PR #937, opened 2019-05-02
fix: switch swap capacity check currency

### LINKED ISSUE #932: Order placement verification
I'm trying to place a buy and sell order for WETH/BTC. I see at least two issues here:
```
2019/05/01 05:51:27 [DEBUG] Placing order: {0.0305 350000000 WETH/BTC  BUY} 
2019/05/01 05:51:27 [ERROR] Could not place orders: {0.0305 350000000 0 WETH/BTC} - rpc error: code = Unknown desc = WETH outbound balance of 0 is not sufficient for order amount of 35
00000000000000000
```
- Since this is a BUY order, I would like to get WETH and pay with BTC. For that I don't need to have WETH outbound balance.
- This order should be prevented since I don't have any Raiden channel. 

```
2019/05/01 05:51:27 [DEBUG] Placing order: {0.0315 350000000 WETH/BTC  SELL} 
2019/05/01 05:51:27 [DEBUG] Order added: price:0.0315 quantity:350000000 pair_id:"WETH/BTC" id:"29384370-6bd5-11e9-b365-0db8c15a4f61" local_id:"29384370-6bd5-11e9-b365-0db8c15a4f61" cr
eated_at:1556689887527 side:SELL is_own_order:true 
```
- for this order I do need WETH balance (which I don't have).
- Should not be able to open this order as I don't have raiden channel.

Was done on xud1

sangaman:
This fixes a bug where the outbound capacity sanity check was comparing against the inbound currency and amount rather than outbound. In addition, this commit refactors & renames the methods used to calculate the amounts and currencies involved in a swap to minimize potential confusion. It also adds tests to detect a regression in the calculation logic.

Fixes #932.

### DIFF
--- a/lib/swaps/Swaps.ts
+++ b/lib/swaps/Swaps.ts
@@ -59,20 +59,6 @@ class Swaps extends EventEmitter {
   }
 
   /**
-   * Derives the maker and taker currency for a swap.
-   * @param pairId The trading pair id for the swap
-   * @param isBuy Whether the maker order in the swap is a buy
-   * @returns An object with the derived `makerCurrency` and `takerCurrency` values
-   */
-  public static deriveCurrencies = (pairId: string, isBuy: boolean) => {
-    const [baseCurrency, quoteCurrency] = pairId.split('/');
-
-    const makerCurrency = isBuy ? baseCurrency : quoteCurrency;
-    const takerCurrency = isBuy ? quoteCurrency : baseCurrency;
-    return { makerCurrency, takerCurrency };
-  }
-
-  /**
    * Checks if a swap request is valid. This is a shallow check that only detects critical
    * inconsistencies and verifies only whether the request can possibly lead to a successful swap.
    * @returns `true` if the request is valid, otherwise `false`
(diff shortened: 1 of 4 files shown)


sangaman:
Note: I had to update the simulation tests as well to get them to pass, but the failure is a sign that this test works. Previously the remove order test was checking the amount of BTC being sent against the LTC capacity which was ok, but testing against the BTC capacity failed, so I had to reduce the quantity (and the price to something more realistic for the LTC/BTC pair).

lib/swaps/Swaps.ts
```diff
@@ -84,19 +70,40 @@ class Swaps extends EventEmitter {
...
+  }
+
+  /**
+   * Calculates the incoming and outgoing currencies and amounts of subunits/satoshis for an order if it is swapped.
+   * @param quantity The quantity of the order
+   * @param price The price of the order
+   * @param isBuy Whether the order is a buy
+   * @returns An object with the calculated incoming and outgoing values.
+   */
+  public static calculateInboundOutboundAmounts = (quantity: number, price: number, isBuy: boolean, pairId: string) => {
```
erkarl: I really like that it's returning `inboundAmount/outboundAmount` now. Much more clearer than `makerAmount/takerAmount`.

**Task**
Your reply should be only the number of lines in the records above that include "need".

**The completed task**
2